Well, well, I wonder if Tamron made an eMount 85 VC after all


----------



## mitchel2002 (Feb 7, 2017)

*Re: Sony Introduces 100mm F2.8 STF G Master, 85mm f/1.8 & New Flash*

unique optical apodization lens element. Similar to a neutral density filter that increases in density towards the edges, the apodization element creates beautiful transitions of in-focus to out-of-focus areas within an image, making for exceptionally soft, smooth bokeh that adds depth and dimensionality.
is this like to the new 135mm we are meant to see from canon


----------



## Jopa (Feb 8, 2017)

*Re: Sony Introduces 100mm F2.8 STF G Master, 85mm f/1.8 & New Flash*



TWI by Dustin Abbott said:


> Well, well, I wonder if Tamron made an eMount 85 VC after all



Was the Batis 85 made by Tamron? Priced at $600 this will be a poor's man 85.

They finally made a radio controlled flash, it took really a while... Hopefully it won't overheat like the f60m after 20 shots.


----------



## 3kramd5 (Feb 10, 2017)

*Re: Sony Introduces 100mm F2.8 STF G Master, 85mm f/1.8 & New Flash*



Jopa said:


> TWI by Dustin Abbott said:
> 
> 
> > Well, well, I wonder if Tamron made an eMount 85 VC after all
> ...



The manufacturer hasn't been published, but as I recall in some markets the warranty was offered through Cosina


----------



## neuroanatomist (Feb 10, 2017)

*Re: Sony Introduces 100mm F2.8 STF G Master, 85mm f/1.8 & New Flash*



3kramd5 said:


> Jopa said:
> 
> 
> > TWI by Dustin Abbott said:
> ...



Cosina in Japan makes lenses for Zeiss. Well, ILC lenses at any rate...my Zeiss microscope objectives are made in Germany.


----------



## 3kramd5 (Feb 10, 2017)

*Re: Sony Introduces 100mm F2.8 STF G Master, 85mm f/1.8 & New Flash*



neuroanatomist said:


> 3kramd5 said:
> 
> 
> > Jopa said:
> ...



Yes, but cosina's website doesn't list Batis lenses. The only e mount are the voightlanders.

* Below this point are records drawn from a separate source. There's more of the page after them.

PR #8205, opened 2026-03-18
Richer textual representation: show Data variables, fold constants, and use semantic separators

### LINKED ISSUE #7536: Textual representation of the model does not show Data variables or dependency on them
### Description

```python
import pymc as pm
from pymc.printing import str_for_model

with pm.Model() as m:
    x = pm.Data("x", 0)
    y = pm.Normal("y")
    f = pm.Deterministic("f", x + y)
    
str_for_model(m)
# y ~ Normal(0, 1)
# f ~ Deterministic(f(y))
```

### LINKED ISSUE #7538: Richer textual representation of parameter relationships
### Description

One easy gain is to get rid of useless `f()` that depend only on contants.

```python
import pymc as pm
from pymc.printing import str_for_model

with pm.Model() as m:
    x = pm.Exponential("x", lam=2)

str_for_model(m)
# x ~ Exponential(f())
```

Instead if we rewrite the graph first:
```python
import pymc as pm
from pymc.printing import str_for_model

from pytensor.graph.rewriting.utils import rewrite_graph
from pymc.model.fgraph import fgraph_from_model, model_from_fgraph

with pm.Model() as m:
    x = pm.Exponential("x", lam=2)

fgraph, _ = fgraph_from_model(m)
new_m = model_from_fgraph(rewrite_graph(fgraph))
str_for_model(new_m)
# x ~ Exponential(0.5)
```

We may also want to use pytensor pretty print to show the content of some of the functions:
```python
import pytensor.tensor as pt
from pytensor.printing import pprint

x = pt.matrix("x")
y = pt.matrix("y")
mu = pm.math.dot(x, y.T) ** 2
    
pprint(mu)
# ((x \dot y.T) ** 2)
```

drbenvincent:
## Summary

Improve model text representations by addressing two open issues and one semantic cleanup:

- **#7536** — `pm.Data` variables now appear in `str_for_model` output and in Deterministic/Potential dependency lists.
- **#7538** — Constant-only parameters no longer render as opaque `f()`; they now render as `<constant>`.
- **Semantic separators** — Data and Deterministic variables use `=` instead of `~`. Potential keeps `~`.

## Closes #7536 — Data variables now visible

For:

```python
with pm.Model() as m:
    x = pm.Data("x", 0)
    y = pm.Normal("y")
    f = pm.Deterministic("f", x + y)
```

`str_for_model(m)` now includes both:

- `x = Data(0)`
- `f = Deterministic(f(y, x))`

## Closes #7538 — Constant-only `f()` eliminated

For:

```python
with pm.Model() as m:
    x = pm.Exponential("x", lam=2)
```

`str_for_model(m)` now shows:

- `x ~ Exponential(<constant>)`

So the empty `f()` placeholder is gone, without adding constant-fold computation in this print path.

## Semantic separators

- Data: `x = Data(...)`
- Deterministic: `mu = Deterministic(...)`
- Potential: `pot ~ Potential(...)`
- Random variables: unchanged (`~`)

### `pymc/printing.py`

- Added `str_for_data_var` for Data variable rendering.
- Included `model.data_vars` in `str_for_model` output.
- Updated alignment logic to support both `~` and `=` in plain and LaTeX output.
- Deterministic uses `=` and Potential uses `~` in `str_for_potential_or_deterministic`.
- Threaded model-derived `named_vars` through internals for dependency naming.
- Removed heuristic fallback checks in `_str_for_input_var`.
- Kept constant-only expression rendering as `<constant>` (no print-time constant folding pass).

### `tests/test_printing.py`

- Updated expected outputs for:
  - semantic separators (`Deterministic` now `=`)
  - constant-only parameter rendering (`f()` -> `<constant>`)
- Added targeted tests:
  - `test_data_vars_in_model_repr`
  - `test_constant_folding_in_repr`
  - `test_data_var_repr_no_params`
  - `test_data_var_latex_underscore_escaping`
  - `test_function_of_named_var_in_repr`
- Simplified repr tests to focus on model repr assertions per review feedback.

## Test plan

- [x] `pytest tests/test_printing.py -v`
- [x] `pre-commit run --all-files`

### DIFF
--- a/pymc/printing.py
+++ b/pymc/printing.py
@@ -111,14 +111,14 @@ def str_for_data_var(
         latex_name = r"\text{" + _latex_escape(print_name.strip("$")) + "}"
         latex_name = _format_underscore(latex_name)
         if value_str is not None:
-            return rf"${latex_name} \sim \operatorname{{Data}}({value_str.strip('$')})$"
+            return rf"${latex_name} = \operatorname{{Data}}({value_str.strip('$')})$"
         else:
-            return rf"${latex_name} \sim \operatorname{{Data}}$"
+            return rf"${latex_name} = \operatorname{{Data}}$"
     else:
         if value_str is not None:
-            return rf"{print_name} ~ Data({value_str})"
+            return rf"{print_name} = Data({value_str})"
         else:
-            return rf"{print_name} ~ Data"
+            return rf"{print_name} = Data"
 
 
 def str_for_model(model: Model, formatting: str = "plain", include_params: bool = True) -> str:
@@ -146,25 +146,34 @@ def str_for_model(model: Model, formatting: str = "plain", include_params: bool 
         return ""
     if "latex" in formatting:
         var_reprs = [_format_underscore(x) for x in var_reprs]
-        var_reprs = [
-            var_repr.replace(r"\sim", r"&\sim &").strip("$")
-            for var_repr in var_reprs
-            if var_repr is not None
-        ]
+        formatted = []
+        for var_repr in var_reprs:
+            if var_repr is None:
+                continue
+            s = var_repr.strip("$")
+            if r"\sim" in s:
+                s = s.replace(r"\sim", r"&\sim &", 1)
+            else:
+                s = s.replace(" = ", " &= &", 1)
+            formatted.append(s)
         return r"""$$
             \begin{{array}}{{rcl}}
             {}
             \end{{array}}
-            $$""".format("\\\\".join(var_reprs))
+            $$""".format("\\\\".join(formatted))
     else:
-        # align vars on their ~
-        names = [s[: s.index("~") - 1] for s in var_reprs]
-        distrs = [s[s.index("~") + 2 :] for s in var_reprs]
-        maxlen = str(max(len(x) for x in names))
-        var_reprs = [
-            ("{name:>" + maxlen + "} ~ {distr}").format(name=n, distr=d)
-            for n, d in zip(names, distrs)
-        ]
+        sep_pattern = re.compile(r" ([~=]) ")
+        names = []
+        seps = []
+        distrs = []
+        for s in var_reprs:
+            m = sep_pattern.search(s)
+            assert m is not None
+            names.append(s[: m.start()])
+            seps.append(m.group(1))
+            distrs.append(s[m.end() :])
+        maxlen = max(len(n) for n in names)
+        var_reprs = [f"{n:>{maxlen}} {sep} {d}" for n, sep, d in zip(names, seps, distrs)]
         return "\n".join(var_reprs)
 
 
@@ -180,17 +189,19 @@ def str_for_potential_or_deterministic(
     values included.
     """
     print_name = var.name if var.name is not None else "<unnamed>"
+    sep_plain = "~" if dist_name == "Potential" else "="
+    sep_latex = r"\sim" if dist_name == "Potential" else "="
     if "latex" in formatting:
         print_name = r"\text{" + _latex_escape(print_name.strip("$")) + "}"
         if include_params:
-            return rf"${print_name} \sim \operatorname{{{dist_name}}}({_str_for_expression(var, formatting=formatting)})$"
+            return rf"${print_name} {sep_latex} \operatorname{{{dist_name}}}({_str_for_expression(var, formatting=formatting)})$"
         else:
-            return rf"${print_name} \sim \operatorname{{{dist_name}}}$"
+            return rf"${print_name} {sep_latex} \operatorname{{{dist_name}}}$"
     else:  # plain
         if include_params:
-            return rf"{print_name} ~ {dist_name}({_str_for_expression(var, formatting=formatting)})"
+            return rf"{print_name} {sep_plain} {dist_name}({_str_for_expression(var, formatting=formatting)})"
         else:
-            return rf"{print_name} ~ {dist_name}"
+            return rf"{print_name} {sep_plain} {dist_name}"
 
 
 def _str_for_input_var(var: Variable, formatting: str) -> str:
--- a/pymc/printing.py
+++ b/pymc/printing.py
@@ -96,9 +96,7 @@ def str_for_dist(dist: Variable, formatting: str = "plain", include_params: bool
                 return dist_name
 
 
-def str_for_data_var(
-    var: Variable, formatting: str = "plain", include_params: bool = True
-) -> str:
+def str_for_data_var(var: Variable, formatting: str = "plain", include_params: bool = True) -> str:
     """Make a human-readable string representation of a Data variable in a model."""
     print_name = var.name if var.name is not None else "<unnamed>"
 
@@ -278,11 +276,7 @@ def _str_for_expression(var: Variable, formatting: str) -> str:
                     xname = rf"<{opname}>"
             assert xname is not None
             names.append(xname)
-        elif (
-            isinstance(x, SharedVariable)
-            and x.name
-            and not isinstance(x.type, RandomType)
-        ):
+        elif isinstance(x, SharedVariable) and x.name and not isinstance(x.type, RandomType):
             parents.append(x)
             names.append(x.name)
 
--- a/pymc/printing.py
+++ b/pymc/printing.py
@@ -96,7 +96,9 @@ def str_for_dist(dist: Variable, formatting: str = "plain", include_params: bool
                 return dist_name
 
 
-def str_for_data_var(var: Variable, formatting: str = "plain", include_params: bool = True) -> str:
+def str_for_data_var(
+    var: Constant | SharedVariable, formatting: str = "plain", include_params: bool = True
+) -> str:
     """Make a human-readable string representation of a Data variable in a model."""
     print_name = var.name if var.name is not None else "<unnamed>"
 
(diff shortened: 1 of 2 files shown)


drbenvincent:
The two failing CI checks (`alternative_backends` cvm and numba) are unrelated to this PR. Both fail on the same test:

```
test_dirichlet_multinomial_dims[JAX] — Failed: DID NOT RAISE <class 'TypeError'>
```

This test expects a `TypeError` when sampling `DirichletMultinomial` with JAX, but the error is no longer raised — likely due to an upstream JAX or PyTensor fix. This PR only touches `pymc/printing.py` and `tests/test_printing.py` and has no interaction with alternative backends or random sampling.

pymc/printing.py
```diff
@@ -178,13 +219,21 @@ def _is_potential_or_deterministic(var: Variable) -> bool:
...
+            return _str_for_expression(var, formatting)
+        try:
+            from pymc.exceptions import NotConstantValueError
+            from pymc.pytensorf import constant_fold
+
+            [folded] = constant_fold([var], raise_not_constant=True)
+            assert isinstance(folded, np.ndarray)
+            return _str_for_constant_value(folded, formatting)
+        except NotConstantValueError:
+            return _str_for_expression(var, formatting)
```
ricardoV94: This is too expensive for a print method

pymc/printing.py
```diff
@@ -233,12 +288,13 @@ def _expand(x):
             parents.append(x)
             xname = x.name
             if xname is None:
-                # If the variable is unnamed, we show the op's name as we do
-                # with constants
                 if (opname := getattr(x.owner.op, "name", None)) is not None:
                     xname = rf"<{opname}>"
             assert xname is not None
             names.append(xname)
+        elif isinstance(x, SharedVariable) and x.name and not isinstance(x.type, RandomType):
```
ricardoV94: I already left a comment elsewhere in the codebase. We should only pretty print models, and we know all variables categorizations (deterministic, potential, data_var, etc.). Just use that knowledge instead of this approach where we try to guess what is what as if we didn't know it

drbenvincent:
Thanks for the review @ricardoV94! Both points addressed in the latest push:

**1. `constant_fold` removed** — pure-constant expressions now show `<constant>` instead of computing values. Zero compilation overhead.

**2. `named_vars` threaded from model** — `str_for_model` builds a set of all known model variables (`data_vars`, `free_RVs`, `observed_RVs`, `deterministics`, `potentials`) and passes it through to `_str_for_input_var` and `_str_for_expression`. Ancestor identification now uses model knowledge instead of isinstance guessing. The `SharedVariable` isinstance hack has been removed from `_str_for_expression`.

**One question for your guidance:** I kept `_is_potential_or_deterministic` (the existing monkey-patch check with the FIXME) as a fallback for standalone calls where `named_vars` is `None` — e.g. when a user calls `var.str_repr()` on an individual variable outside of `str_for_model`. When `named_vars` is provided (the `str_for_model` path), it's completely bypassed.

Should I remove `_is_potential_or_deterministic` entirely? That would mean standalone `str_repr` for potentials/deterministics would expand through named intermediaries (e.g. a Potential depending on a Deterministic `mu` would show `f(alpha, beta)` instead of `f(mu)`). Happy to go either way.

pymc/printing.py
```diff
@@ -143,48 +201,54 @@ def str_for_potential_or_deterministic(
...
         else:
-            return rf"{print_name} ~ {dist_name}"
+            return rf"{print_name} {sep_plain} {dist_name}"
 
 
-def _str_for_input_var(var: Variable, formatting: str) -> str:
+def _str_for_input_var(
+    var: Variable, formatting: str, named_vars: set[Variable] | None = None
+) -> str:
     def _is_potential_or_deterministic(var: Variable) -> bool:
```
ricardoV94: get rid of this fallback

pymc/printing.py
```diff
@@ -143,48 +201,54 @@ def str_for_potential_or_deterministic(
...
             return False
 
     if isinstance(var, Constant | SharedVariable):
         return _str_for_constant(var, formatting)
-    elif isinstance(var.owner.op, MeasurableOp) or _is_potential_or_deterministic(var):
-        # show the names for RandomVariables, Deterministics, and Potentials, rather
-        # than the full expression
+    elif (
+        (named_vars is not None and var in named_vars)
+        or isinstance(var.owner.op, MeasurableOp)
```
ricardoV94: get rid of these checks and rely on named_vars always existing

ricardoV94 (commented):
Left some comments, go more aggressive with ripping off these fallbacks

drbenvincent:
Thanks @ricardoV94 — I went more aggressive on removing fallbacks.

Changes in this push:
- Removed the monkey-patch fallback path in `_str_for_input_var` (`_is_potential_or_deterministic`).
- Removed optional fallback branching in internal traversal helpers and made them rely on the model-driven `named_vars` path.
- Kept standalone behavior explicit (no heuristic inference of named intermediates), and added a focused test:
  - `test_standalone_potential_repr_does_not_use_named_var_fallback`

I also updated `TestMonolith` expectations to separate standalone variable repr from model repr where they now intentionally diverge after fallback removal.

Validation run:
- `conda run -n pymc-dev pytest tests/test_printing.py -v`
- Result: `18 passed`

tests/test_printing.py
```diff
@@ -46,19 +46,21 @@ def test__repr_latex_(self):
...
+        model_expected = getattr(self, "model_expected", self.expected)
 
         # make sure each variable is in the model
-        for tex in self.expected[("latex", True)]:
+        for tex in model_expected[("latex", True)]:
             for segment in self._latex_segments(tex):
                 assert segment in model_tex
 
     def test_str_repr(self):
+        model_expected = getattr(self, "model_expected", self.expected)
```
ricardoV94: why is there a self.model_expected and self.expected now?

tests/test_printing.py
```diff
@@ -459,6 +468,23 @@ def test_constant_fold_fallback():
     assert "b ~ Normal(f(a), 1)" in text
 
 
+def test_standalone_potential_repr_does_not_use_named_var_fallback():
```
ricardoV94: This makes it sound like it's a behavior we try hard to enforce. imo we don't need this test at all

tests/test_printing.py
```diff
@@ -370,6 +388,103 @@ def test_latex_repr(self):
...
+    latex_no_params = str_for_data_var(my_data, formatting="latex", include_params=False)
+    assert r"my\_data" in latex_no_params
+    assert r"\operatorname{Data}" in latex_no_params
+
+    # Via model repr
+    model_latex = model.str_repr(formatting="latex")
+    assert r"my\_data" in model_latex
+
+
+def test_constant_fold_fallback():
```
ricardoV94: this test name is outdated now that we're not doing constant fold? Better name is test_function_of_named_var?

ricardoV94:
> I also updated TestMonolith expectations to separate standalone variable repr from model repr where they now intentionally diverge after fallback removal.

Just remove the tests of direct variable repr

drbenvincent:
Thanks @ricardoV94 — I simplified the tests in line with your latest feedback.

Changes made:
- Removed direct variable repr assertions from the shared test flow (tests are now model-repr-focused).
- Removed the `self.model_expected` vs `self.expected` indirection.
- Removed `test_standalone_potential_repr_does_not_use_named_var_fallback`.
- Renamed `test_constant_fold_fallback` to `test_function_of_named_var_in_repr` to match current semantics.

Validation:
- `conda run -n pymc-dev pytest tests/test_printing.py -v` -> 17 passed
- `conda run -n pymc-dev pre-commit run --all-files` -> passed

drbenvincent:
@ricardoV94 I pushed a cleanup follow-up based on your latest review feedback:

- removed the `self.model_expected` split and the direct variable-level repr assertions
- removed the standalone fallback-focused test
- renamed the outdated fallback test to `test_function_of_named_var_in_repr`
- reran `pytest tests/test_printing.py -v` and `pre-commit run --all-files` (both pass)

I also updated the PR description so #7538 accurately reflects current behavior (`f()` -> `<constant>`, not numeric folding).

Could you please take another look when you have a moment?

tests/test_printing.py
```diff
@@ -370,6 +371,86 @@ def test_latex_repr(self):
                 assert text in model_text
 
 
+def test_data_vars_in_model_repr():
+    """Data variables appear in model repr and in Deterministic dependency lists (issue #7536)."""
+    import pymc as pm
```
ricardoV94: remove local import. Don't use pm. but explicit imports like other tests

tests/test_printing.py
```diff
@@ -370,6 +371,86 @@ def test_latex_repr(self):
...
+    assert "x = Data(0)" in text
+    assert "y ~ Normal(0, 1)" in text
+    assert "f = Deterministic(f(y, x))" in text
+
+    latex = model.str_repr(formatting="latex")
+    assert r"&= &\operatorname{Data}(0)" in latex
+    assert r"\text{x}" in latex
+
+
+def test_constant_folding_in_repr():
```
ricardoV94: Don't mention "folding" in test title

ricardoV94 (commented):
Two final nits, looks great

tests/test_printing.py
drbenvincent: Done in b2498afd1 — removed local  usage from the new tests and switched to explicit imports/symbols to match the rest of this test file.

tests/test_printing.py
drbenvincent: Done in b2498afd1 — renamed  to  so the title no longer mentions folding.

tests/test_printing.py
drbenvincent: Clarification: removed local `import pymc as pm` usage from the new tests and switched to explicit imports/symbols to match file conventions.

tests/test_printing.py
drbenvincent: Clarification: renamed `test_constant_folding_in_repr` to `test_constant_only_expression_in_repr` so the title matches current semantics.

drbenvincent:
@ricardoV94: addressed your two final nits in b2498afd1 (explicit imports in new tests and renamed test title), reran pytest on `tests/test_printing.py` plus pre-commit successfully, and resolved both threads. Could you give this a final pass?

ricardoV94 (approved):

ricardoV94:
Thanks @drbenvincent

They may not list all the products they manufacture. Shrug.


----------



## Jopa (Feb 11, 2017)

*Re: Sony Introduces 100mm F2.8 STF G Master, 85mm f/1.8 & New Flash*

The original egami link is dead now (along with egami  ), but here is a re-post on [email protected], still alive: http://www.sonyalpharumors.com/now-we-can-be-almost-sure-of-it-the-batis-85mm-has-been-designed-by-tamron/, seems like an exact copy to me.


----------



## 3kramd5 (Feb 11, 2017)

*Re: Sony Introduces 100mm F2.8 STF G Master, 85mm f/1.8 & New Flash*



Jopa said:


> The original egami link is dead now (along with egami  ), but here is a re-post on [email protected], still alive: http://www.++++++++rumors.com/now-we-can-be-almost-sure-of-it-the-batis-85mm-has-been-designed-by-tamron/, seems like an exact copy to me.



Maybe the lens formula came from tamron under license, maybe it was a group effort and zeiss deferred to them on the patent, maybe they're just similar (no numbers are given). But your question was who make it, not who owns the optical formula. Could be tamron, sure, but it could also be Cosina who manufactures most zeiss SLR lenses.


----------



## Jopa (Feb 11, 2017)

*Re: Sony Introduces 100mm F2.8 STF G Master, 85mm f/1.8 & New Flash*



3kramd5 said:


> Jopa said:
> 
> 
> > The original egami link is dead now (along with egami  ), but here is a re-post on [email protected], still alive: http://www.++++++++rumors.com/now-we-can-be-almost-sure-of-it-the-batis-85mm-has-been-designed-by-tamron/, seems like an exact copy to me.
> ...



I'm sorry - by "made" I meant "designed". In the modern world it's actually doesn't matter (at least to me  ) what company is behind manufacturing. It's like iPhones are made in China by Foxconn, right? Consumers couldn't care less...
I'm aware about Cosina making Zeiss lenses, they do it for a while. Now if Tamron designs the lenses and Cosina builds them - Zeiss doesn't do anything but collecting the $$


----------



## 3kramd5 (Feb 11, 2017)

*Re: Sony Introduces 100mm F2.8 STF G Master, 85mm f/1.8 & New Flash*

Agree regarding modern manufacturing, and I would extend it to optical design, which is largely computer driven these days. Also, workers move around. I have no reason to believe an employee at zeiss is better at coming up with an optical formula than that same or a different employee at another lens company. 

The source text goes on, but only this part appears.